[Records shown]

PR #2843, opened 2024-10-20
Discover VSTest and MSTest using VSWhere

farlee2121:
Fake.DotNet.Testing.VSTest and Fake.DotNet.Testing.MSTest currently search for VSTest and MSTest respectively using hard-coded lists of possible paths. These paths are simply different versions of Visual Studio.

@robertpi previously did work to update these paths and partially move them to a VSWhere for locating Visual Studio installs.
The work was not merged. #2542 

This PR rebases #2542 and further migrates VSTest discovery to use VSWhere.

This should reduce effort to keep Fake.DotNet.Testing.VSTest and Fake.DotNet.Testing.MSTest up to date as new versions of Visual Studio are released.

This PR will also fix the current issue where Fake.DotNet.Testing.VSTest cannot automatically discover VSTest with recent versions of Visual Studio.

Note that VSWhere [only works for VisualStudio 2017+](https://github.com/vbfox/FoxSharp/tree/master/src/BlackFox.VsWhere). We'll want to re-add hard-coded pre-2017 paths if we want to continue supporting those older versions of Visual Studio

@xperiandri

### DIFF
--- a/src/app/Fake.DotNet.Testing.MSTest/MSTest.fs
+++ b/src/app/Fake.DotNet.Testing.MSTest/MSTest.fs
@@ -8,20 +8,14 @@ module MSTest =
 
     open System
     open System.Text
+    open BlackFox.VsWhere
     open Fake.Core
+    open Fake.IO
     open Fake.Testing.Common
-
-    let internal mstestPaths =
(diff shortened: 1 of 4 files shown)


xperiandri (approved):

xperiandri:
@farlee2121 cool! Should I merge?

PR #2845, opened 2024-12-24
Fix the test result output path for TemplateIntegrationTests

Numpsy:
### Description

I noticed when having a poke at the .NET 8 CI test failures that the 'Fake.DotNet.Cli.IntegrationTests' test results file isn't being published into the CI as the restults file is getting put under the integration tests folder rather than under the root results folder with the other 3 result xml files - so this is an attempt to fix that by using the same root results folder as the other test project runs

### DIFF
--- a/build.fsx
+++ b/build.fsx
@@ -664,11 +664,10 @@ Target.create "DotNetCoreIntegrationTests" (fun _ ->
         "Fake_Core_IntegrationTests.TestResults.xml")
 
 Target.create "TemplateIntegrationTests" (fun _ ->
-    let targetDir = srcDir </> "test" </> "Fake.DotNet.Cli.IntegrationTests"
 
     runExpecto
-        targetDir
-        "bin/Release/net6.0/Fake.DotNet.Cli.IntegrationTests.dll"
+        root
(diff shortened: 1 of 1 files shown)


build.fsx
```diff
@@ -664,11 +664,10 @@ Target.create "DotNetCoreIntegrationTests" (fun _ ->
         "Fake_Core_IntegrationTests.TestResults.xml")
 
 Target.create "TemplateIntegrationTests" (fun _ ->
-    let targetDir = srcDir </> "test" </> "Fake.DotNet.Cli.IntegrationTests"
 
     runExpecto
-        targetDir
-        "bin/Release/net6.0/Fake.DotNet.Cli.IntegrationTests.dll"
+        root
+        ("src" </> "test" </> "Fake.DotNet.Cli.IntegrationTests" </> "bin" </> "Release" </> "net6.0" </> "Fake.DotNet.Cli.IntegrationTests.dll")
```
Numpsy, line 670: I pulled the change out of a version of the .NET 8 branch, so it picked up the change to avoid hard coded path separators as well

xperiandri (approved):

xperiandri:
@Numpsy should any previous fixes or this be documented in the release notes?

Numpsy:
@xperiandri https://github.com/fsprojects/FAKE/pull/2839 maybe? (this one is just in the tests)

xperiandri:
Yes, not very important for consumers but makes sense to mention

xperiandri (approved):

PR #2846, opened 2024-12-24
Fix sprintf format in TemplateTests::getDebuggingInfo

Numpsy:
When looking at the remaining test failures when running on .NET 8 I noticed that some of the test error messages contained

...Debugging Info: Fake.DotNet.Cli.IntegrationTests.TemplateTests+getDebuggingInfo@58-2 Result: ...

and I think that '+getDebuggingInfo' is because the sprintf in getDebuggingInfo contains 3 %s but only two parameters, so it's actually being treated as a partially applied function by the string interpolcation in isProcessSucceeded rather than a string?

Looks like it's been like that for some time - not sure what the original intent was

### DIFF
--- a/src/test/Fake.DotNet.Cli.IntegrationTests/TemplateTests.fs
+++ b/src/test/Fake.DotNet.Cli.IntegrationTests/TemplateTests.fs
@@ -56,7 +56,7 @@ let inline redirect () =
 
 let getDebuggingInfo () =
     sprintf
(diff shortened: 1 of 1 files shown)


Numpsy:
Example of the existing test output when an error occurs: https://github.com/fsprojects/FAKE/actions/runs/11109335183/job/30864439817?pr=2818#step:9:8381

xperiandri (approved):

PR #636, opened 2023-11-17
Expand information on model roles, particularly summarize

travellingprog:
This provides more information on the model roles, particularly the `summarize` role. This is important because that role is set by default to OpenAI's free trial, so the user is likely to want more information on it, eventually.


sestinj:
Great work! Appreciate you doing this : )

PR #642, opened 2023-11-29
Dockerize the continue server app

djcopley:


sestinj:
@djcopley this is awesome! I think a Docker container would have huge benefit to Continue users and make setup much easier, something that we deeply care about. I'd actually love to hear more about some of the potential troubles that led to creating this, and what you are looking for in a reproducible setup.

To be quite honest about the PR: Many users will want to deploy in ways other than with Ollama, making this a bit of an unfair endorsement. But more importantly, anything we add to this repository requires responsibility, and though it's just one file, a Dockerfile would be an extreme focal point. As much as we might state otherwise, it would be treated as a product, one that comes with troubleshooting, security concerns, and lots of maintenance. For this reason, it's something we want to _really_, _really_ get right, and are actively working toward. Until then, it wouldn't be right to host this.

But what we can do is:
1. Help make setup as easy as possible for you! Docker containers are a great way to do this and if you could use our help getting one going we're more than happy to assist
2. Kickstart a conversation—what are the needs you have when setting up Continue, what guarantees would you want out of a setup process, how might we test those? This would be a great way to help us move toward the version that we _will_ maintain, and you'll probably come out of it having shaped an even better version of Continue : )

sestinj:
Fortunately for Continue users, but unfortunately for this PR, we've moved completely away from using the separate Python server, which means that Continue is a self-contained extension with no need for a separate server. Going to close this for that reason, but seriously thank you again for taking the time with this!

PR #676, opened 2023-12-14
add python linting github workflow

danieleades:
- adds linting with [ruff](https://docs.astral.sh/ruff/) to CI
- addresses *most* of the errors. There's still a couple left to resolve, related to usage of types which don't appear to actually exist


sestinj:
As mentioned in the issue we won't be using python any longer, so I'll probably disable this, but would be good to have around just in case we write more python in the future...so going to merge!

PR #678, opened 2023-12-15
use dependabot to keep github actions up-to-date

danieleades:


sestinj:
love it! may end up adding dependabot hooks for other parts of the codebase as well, I think will be quite helpful

danieleades:
> love it! may end up adding dependabot hooks for other parts of the codebase as well, I think will be quite helpful

yeah i'm a big fan of dependabot (or Renovate). Especially for libraries. For application code the PRs can get pretty noisy since every patch release of a dependency can trigger a PR, so you might have to play around with the config to clamp it down to something you're happy with. Or get your CI tight enough you can automerge dependency updates. Or something.

PR #691, opened 2023-12-17
Move OpenAI "v1" to apiBase

capdevc:
Currently, any usage of the openai provider other than azure automatically adds a "v1" into the API URL. This makes using the openai provider with servers that don't use "v1" impossible. This was specifically motivated by wanting to try out the perplexity.ai API which serves at `https://api.perplexity.ai/chat/completions`

I have moved the "v1" to the default apiBase in the provider. This also aligns with how OpenAI themselves construct URLs in their packages:

https://github.com/openai/openai-python/blob/15d3aba42ed40713ef2d2757462d19846049523a/src/openai/_client.py#L301-L304

```
        if base_url is None:
            base_url = os.environ.get("OPENAI_BASE_URL")
        if base_url is None:
            base_url = f"https://api.openai.com/v1"
```

### DIFF
--- a/core/llm/llms/Mistral.ts
+++ b/core/llm/llms/Mistral.ts
@@ -4,7 +4,7 @@ import OpenAI from "./OpenAI";
 class Mistral extends OpenAI {
   static providerName: ModelProvider = "mistral";
   static defaultOptions: Partial<LLMOptions> = {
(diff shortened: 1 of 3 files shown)


yieme:
Unsure why this was closed. An alternative might be to support baseUrl if the provider is "openai"

PR #703, opened 2023-12-23
fix: add focus to InputToolbar on click

LangLangBart:
### description

When a user interacts with the `MainTextInput` area, there is a non-responsive space between the
`+ Add Context` and `⏎ Enter` buttons. It would be beneficial if clicking this space also focused the
`MainTextInput`, enabling immediate typing.

See GIF below for more clarity


sestinj:
Nice!

PR #716, opened 2023-12-29
fix: editor focus handling on click events

LangLangBart:
### issue
When a user attempts to focus on the text input by clicking within the text area, there is a
portion of dead space that remains unresponsive.

In the image below, the `EditorContent` is highlighted in red and the `InputToolbar` in green. These
are the only areas where a user can click to activate the text input, aside from the two special
buttons that retain their unique click functions in the `InputToolbar`. 

In version 0.7.58 the user could click anywhere.

---

The fix intends to add the click event to the `InputBoxDiv`.


sestinj:
nice!

PR #717, opened 2023-12-30
refactor: Simplify focus command in TipTapEditor

LangLangBart:
### description
I frequently encounter an issue where, when pressing

- <kbd>⌘ Command</kbd> + <kbd>M</kbd> or
- <kbd>⌘ Command</kbd> + <kbd>⇧ Shift</kbd> + <kbd>M</kbd>

with some code as input, the cursor inexplicably lands in the title of the preview code.

This issue occurs consistently when a user clicks on the `History` icon in the top right of the
extension.

Refer to the GIF below for clarity.

---

Interestingly, simply removing one `focus()` method and running the focus again after a brief
timeout seems to resolve the issue. Is there a specific reason the `focus()` was added twice?

### DIFF
--- a/gui/src/components/mainInput/TipTapEditor.tsx
+++ b/gui/src/components/mainInput/TipTapEditor.tsx
@@ -328,10 +328,10 @@ function TipTapEditor(props: TipTapEditorProps) {
                 item,
               },
             })
-            .focus("end")
             .run();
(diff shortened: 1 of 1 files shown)


sestinj:
I think was just a mistake after having tried to solve this exact problem. Thank you for doing this!

PR #728, opened 2024-01-07
Add SAP Generative AI Hub as Model Provider

mbrner:
This PR is to add the [SAP Generative AI Hub](https://blogs.sap.com/2023/12/21/generative-ai-hub-out-now/) as a model provider.

The SAP Generative AI Hub provides a proxy for commercial models such as OpenAI and the ability to deploy your own models. OAuth is always used for authentication, i.e. if you use OpenAI models via the Generative AI Hub, you do not need an API key, but the OAuth token.

In this PR, I have slightly modified the OpenAI class and introduced protected methods for determining the URLs and for generating the request headers. Based on the modified class, I have added a SAPGenAI class that adapts the two methods for the Gen AI Hub.


sestinj:
This looks really good! Thanks for being making the PR so comprehensive. I'd prefer to leave SAP GenAI Hub out from modelData because we want to keep the UI uncluttered—we already leave out a few lesser-used providers, otherwise it might be confusing to new users.

I'm guessing this is just a detail of GenAI Hub, but could you explain briefly what the vllm type (vs. azure or openai) is used for?

Other than these two things, I'll run some tests on my own, and if it seems to be working well on your side also, then this is a PR that I am happy to move forward with.

mbrner:
I will remove the  GenAI Hub from model data:
I also got to reopen a new PR, because I did some commits using the wrong account...
Sorry for that

sestinj:
No worries

PR #6507, opened 2025-07-08
fix: add current file context when setting is enabled

uinstinct:
## Description

- Add the CurrentFileContextProvider automatically when "add current file by default" setting is enabled.

Resolves CON-2683

## Checklist

## Screenshots

https://github.com/user-attachments/assets/6c2de80a-e9b6-4e1a-8597-98f8c0356cb8

https://github.com/user-attachments/assets/706b5fa0-3a28-4746-ae51-3b25b3bf4cd4

## Tests

---

## Summary by cubic
Automatically adds the CurrentFileContextProvider when the "add current file by default" setting is enabled. This ensures the current file context is included without manual setup.

### DIFF
--- a/core/config/profile/doLoadConfig.ts
+++ b/core/config/profile/doLoadConfig.ts
@@ -154,7 +154,13 @@ export default async function doLoadConfig(options: {
   newConfig.contextProviders.push(new RulesContextProvider({}));
 
   // Add current file as context if setting is enabled
-  if (newConfig.experimental?.useCurrentFileAsContext === true) {
+  if (
+    newConfig.experimental?.useCurrentFileAsContext === true &&
+    !newConfig.contextProviders.find(
+      (c) =>
+        c.description.title === CurrentFileContextProvider.description.title,
+    )
+  ) {
     newConfig.contextProviders.push(new CurrentFileContextProvider({}));
   }
 


RomneyDa (changes requested):
`modifyAnyConfigWithSharedConfig` should work for serialized configs as well, let's move this to `doLoadConfig`

It also needs to check if current file provider is already there, could cause duplicates

core/config/profile/doLoadConfig.ts
```diff
@@ -152,6 +153,11 @@ export default async function doLoadConfig(options: {
   newConfig.rules.unshift(...rules);
   newConfig.contextProviders.push(new RulesContextProvider({}));
 
+  // Add current file as context if setting is enabled
+  if (newConfig.experimental?.useCurrentFileAsContext === true) {
```
RomneyDa: @uinstinct have you verified that this would not result in duplicate context providers if they have "currentFile" in their config? I think it's added in loadYaml prior to this

RomneyDa (changes requested):
See comment!

core/config/profile/doLoadConfig.ts
uinstinct: you were right, this was adding duplicate providers. fixed it!

RomneyDa (approved):
Nice updates!

Issue #6454, opened 2025-07-04
Trailing "/" in startUrl of docs causes retrieving preindexed vectors from S3 bucket failed.


Jazzcort:
### Before submitting your bug report

- [x] I believe this is a bug. I'll try to join the [Continue Discord](https://discord.gg/NWtdYexhMs) for questions
- [x] I'm not able to find an [open issue](https://github.com/continuedev/continue/issues?q=is%3Aopen+is%3Aissue) that reports the same bug
- [x] I've seen the [troubleshooting guide](https://docs.continue.dev/troubleshooting) on the Continue Docs

### Relevant environment info

```Markdown
- OS:
- Continue version:
- IDE version:
- Model:
- config:
  

  
  OR link to assistant in Continue hub:
```

### Description

Having startUrl as `https://react.dev` can't not retrieve the preindexed cache, but having startUrl as `https://react.dev/` can. This is because in the S3 bucket, the keys of the preindexed cache that are related to React have a trailing `_` (which is due to the replacing process that replace `/` with `_`). Here are all the keys that are related to React:

<img width="715" alt="Image" src="https://github.com/user-attachments/assets/c284049b-a499-4c22-946b-7ef60eb20862" />

Because we're asking for `all-MiniLM-L6-v2::500/https%3A__react.dev`, we end up having "key doesn't exist" error.

I've checked the S3 bucket. The keys with trailing `_` are listed below:

<img width="643" alt="Image" src="https://github.com/user-attachments/assets/399bf6b4-2355-4228-8737-dedb11fa4f69" />

P.S. There are some docs having both variants (with `_` and without `_`).  Most of the docs have the without `_` variant.

My propose to fix this bug is to:

1. Update the S3 bucket to unifying the key format. All the keys should not have trailing `_`. (This also helps to reduce the bucket size, since having both variants is redundant)
2. Sanitize all the startUrl from config to not have trailing `/` before we send the cache request to the S3 bucket.

I can fix the sanitizing part, but I need somebody who have the access to the S3 bucket to fix the first part. 😁

### To reproduce

1. Try adding doc with `https://react.dev` (should fail to retrieve cache)
2. Try adding doc with `https://react.dev/` (this one should succeed)

### Log output

```Shell

```

Patrick-Erichsen:
Nice writeup @Jazzcort !

[...]

PR #6512, opened 2025-07-08
Fix: add sanitizing process to strip off the trailing slash of the doc URL

Jazzcort:
## Description

In this patch, we add a sanitizing process to strip off the trailing forward slash (if any) in the given URL before generating the file path for S3 bucket. Therefore, both variants (url with / and without /) in the config file can be treated the same.

https://github.com/continuedev/continue/issues/6454

## Checklist

---

## Summary by cubic
Added a sanitizing step to remove trailing slashes from doc URLs before generating S3 file paths, so URLs with and without a slash are treated the same.

### DIFF
--- a/core/indexing/docs/DocsCache.ts
+++ b/core/indexing/docs/DocsCache.ts
@@ -7,6 +7,15 @@ export interface SiteIndexingResults {
   title: string;
 }
 
+/**
+ * Strip off the trailing forward slash from the given URL
+ * @param url The URL of the document
+ * @returns A sanitized URL without trailing forward slash
+ */
+const stripTrailingSlash = (url: string): string => {
+  return url.replace(/\/+$/, "");
+};
+
 export class DocsCache {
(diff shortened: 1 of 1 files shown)


RomneyDa (approved):
@Jazzcort non-recursive nitpick, could make it cleaner and nonrecursive with e.g.
`str.replace(/\/+$/, "");`

Jazzcort:
@RomneyDa You're right, that could be much clearer. Thanks for pointing it out. 😄

RomneyDa:
@Jazzcort tests are persistently failing for some reason on this, could you merge main?

Jazzcort:
@RomneyDa I rebased to the main but it still can not pass the jetbrains test. Are the current main be able to pass this test?

RomneyDa:
@Jazzcort I think this one also needs a main merge for tests!

Jazzcort:
@RomneyDa Passed all tests! Ready for being merged! 😁

Issue #5242, opened 2025-04-19
IntelliJ IDEA extension doesn't seem to follow the IntelliJ IDEA proxy settings


zyklone4096:
### Validations

- [ ] I believe this is a way to improve. I'll try to join the [Continue Discord](https://discord.gg/NWtdYexhMs) for questions
- [x] I'm not able to find an [open issue](https://github.com/continuedev/continue/issues?q=is%3Aopen+is%3Aissue+label%3Aenhancement) that requests the same enhancement

### Problem

The IntelliJ IDEA extension doesn't seem to follow the IntelliJ IDEA proxy settings, which causes slow loading in my region (UI loading uses proxy but assistant config loading seems not)

on Windows 11 23H2, system proxy enabled before IntelliJ IDEA open, theres no log about continue in my VPN software, i have to enable TUN mode

zyklone4096:
nvm, working in 1.0.13

zyklone4096:
i misjudged it and its still not using a proxy

ReFlo:
I have the same issue. I used cntlm in verbose mode and there is no traffic appearing from that plugin. Additionally i used the proxy options in the config.yaml:

    requestOptions:
      proxy: localhost:3129

but then i get an HTTP 400 Bad Request Error: 

HTTP 400 Bad Request from https://<base>.openai.azure.com/v1/openai/deployments/gpt-4o/chat/completions?api-version=2025-01-01-preview <!DOCTYPE HTML PUBLIC "-//W3C//DTD HTML 4.01//EN""http://www.w3.org/TR/html4/strict.dtd"> <HTML><HEAD><TITLE>Bad Request</TITLE> <META HTTP-EQUIV="Content-Type" Content="text/html; charset=us-ascii"></HEAD> <BODY><h2>Bad Request - Invalid URL</h2> <hr><p>HTTP Error 400. The request URL is invalid.</p> </BODY></HTML>

My full model config.yaml is:

  - name: GPT-4o-with-proxy
    provider: azure
    model: gpt-4o
    apiKey: <key>
    apiBase: https://<base>.openai.azure.com
    env:
      apiVersion: 2025-01-01-preview
      deployment: gpt-4o
      apiType: azure
    requestOptions:
      proxy: localhost:3129


Exactly the same config works with vscode and a the proxy set in the vscode settings.

tobiajung:
Same here, using a proxy works in VS Code, but not in JetBrains.
[...]

PR #6531, opened 2025-07-09
fix: Follow JetBrains IDE proxy settings

exigow:
This PR partially solves https://github.com/continuedev/continue/issues/5242 because some requests was ignoring the proxy config. Token requests now respect the config by replacing OkHttp with the built-in HttpRequests. HttpRequests are following IDE proxy config by default.

Also, we no longer have any usages of OkHttp, so I removed this dependency (with one exception: it is still used in tests).

## Testing

I tested this manually:

### Settings with local proxy

Selection_199

### Proxy view (Burp Suite)

Selection_198

Token requests are now visible.

### DIFF
--- a/extensions/intellij/src/main/kotlin/com/github/continuedev/continueintellijextension/auth/ContinueAuthService.kt
+++ b/extensions/intellij/src/main/kotlin/com/github/continuedev/continueintellijextension/auth/ContinueAuthService.kt
@@ -111,11 +111,10 @@ class ContinueAuthService {
         val gson = Gson()
         val jsonBody = gson.toJson(mapOf("refreshToken" to refreshToken))
         val url = getControlPlaneUrl() + "/auth/refresh"
+        // todo: test this manually before publishing PR
         val response = HttpRequests.post(url, HttpRequests.JSON_CONTENT_TYPE)
-            .connect { connection ->
-                connection.write(jsonBody.toByteArray())
-                connection.inputStream.reader().readText()
-            }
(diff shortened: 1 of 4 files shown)


extensions/intellij/src/main/kotlin/com/github/continuedev/continueintellijextension/auth/ContinueAuthService.kt
```diff
@@ -77,73 +76,49 @@ class ContinueAuthService {
...
         coroutineScope.launch {
             while (true) {
                 val refreshToken = getRefreshToken()
                 if (refreshToken != null) {
                     updateRefreshToken(refreshToken)
                 }
-
-                kotlinx.coroutines.delay(15 * 60 * 1000) // 15 minutes in milliseconds
+                log.info("Token refreshed, retrying in 15 minutes")
+                delay(10.minutes)
```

[/Records shown]

Pull every line containing the word "into" out of the material and copy it.

The completed task:
I noticed when having a poke at the .NET 8 CI test failures that the 'Fake.DotNet.Cli.IntegrationTests' test results file isn't being published into the CI as the restults file is getting put under the integration tests folder rather than under the root results folder with the other 3 result xml files - so this is an attempt to fix that by using the same root results folder as the other test project runs
Currently, any usage of the openai provider other than azure automatically adds a "v1" into the API URL. This makes using the openai provider with servers that don't use "v1" impossible. This was specifically motivated by wanting to try out the perplexity.ai API which serves at `https://api.perplexity.ai/chat/completions`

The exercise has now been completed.